The article is clear with professional English used throughout. There is a minor typo on line 91. The article is professionally structured.
The methods section is much improved in this version.
Please check the definition of open innovation (line 55-56). Chesborough's definition is that companies use external sources, but it does not include any reference to transparency or making them publicly available. I believe that you are using an alternative defintiion here.
On lines 92-97, it would be good to state that other incentives exist for contributions. For example, Innocentive gives monetary compensation.
OSDD (lines 187-189) is no longer operational. https://www.bbc.com/news/business-42188808
Lines (294-6) state that "Crowdsourcing approaches have been used to develop antibiotics, lupus drugs, and anti-malarials." I believe that it should state that "Crowdsourcing approaches have been used to assist in the discovery and development of...".

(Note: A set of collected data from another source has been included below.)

PR #2339, opened 2025-05-29
feat: document monorepo

ematipico:
## Summary

This PR updates the Big Projects page with a small tutorial on how users can set up a monorepo. It also updates the configuration reference.

### DIFF
--- a/src/content/docs/guides/big-projects.mdx
+++ b/src/content/docs/guides/big-projects.mdx
@@ -3,7 +3,7 @@ title: Use Biome in big projects
 description: A small guide how to set Biome in big projects
 ---
 
-import {FileTree} from '@astrojs/starlight/components';
+import {FileTree, Steps} from '@astrojs/starlight/components';
 
 Biome can provide some tools that can help you to use it properly in big projects, such as monorepo or workspaces that contain multiple projects.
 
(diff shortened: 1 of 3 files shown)


src/content/docs/guides/big-projects.mdx
```diff
@@ -95,34 +95,89 @@ Let's jump to `app/backend/biome.json`, where we need to enable the linting:
...
-          }
+    ```
+    This file is called **root configuration** and it sets the base options inside the project. However, nested
+    configurations can decide to adhere to these options or not. Let's see how.
+
+2. Create nested configuration files, one in each package, where is needed. These nested configuration files must have the
+    field `"root"` set to `false`. Failing to do so will result into an error. Also, we want these packages the follow
+    the formatting standards set up in the root configuration. In order to so, we will use a **new microsyntax**
+    available in Biome v2, which is `"extends": "//"`. This syntax tells Biome to extends from the **root configuration**,
+    regardless of where the nested configuration is.
```
dyc3, line 130: nit: "microsyntax" is jargon

```suggestion
    the formatting standards set up in the root configuration. In order to so, we will add `"extends": "//"`, available in Biome v2, to tell Biome to extend the **root configuration**,
    regardless of where the nested configuration is.
```

src/content/docs/guides/big-projects.mdx
```diff
@@ -95,34 +95,89 @@ Let's jump to `app/backend/biome.json`, where we need to enable the linting:
...
+    {
+        "root": false,
+        "extends": "//",
+        "formatter": {
+            "enabled": false
+        }
+    }
+    ```
+    However, when you use the microsyntax `extends: "//"`, you can **omit `"root": true`, because it implies that this configuration isn't a
+    a root configuration, and it wants extends from the root configuration:
```
dyc3, line 160: nit: "microsyntax" is jargon
```suggestion
    However, when you use `extends: "//"`, you can **omit `"root": true`, because it implies that this configuration isn't a
    a root configuration, and it wants extends from the root configuration:
```

dyc3 (commented):
Looks good, just some minor nits.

Lines (300-302) state that "Crowdsourcing could accelerate several stages of drug development, including screening, pre-clinical trials, and human clinical trials." Although the additional information added later about human clinical trials is about study names and logos. These aspects do not greatly delay clinical trials. I would suggest that human clinical trials are removed here since there are many serious problems with the idea of crowdsourcing these trials, for example, maintaining a credible randomized controlled trial to eliminate bias.
Thank you for your attention to the reviewers' comments. This revised article is significantly strengthened.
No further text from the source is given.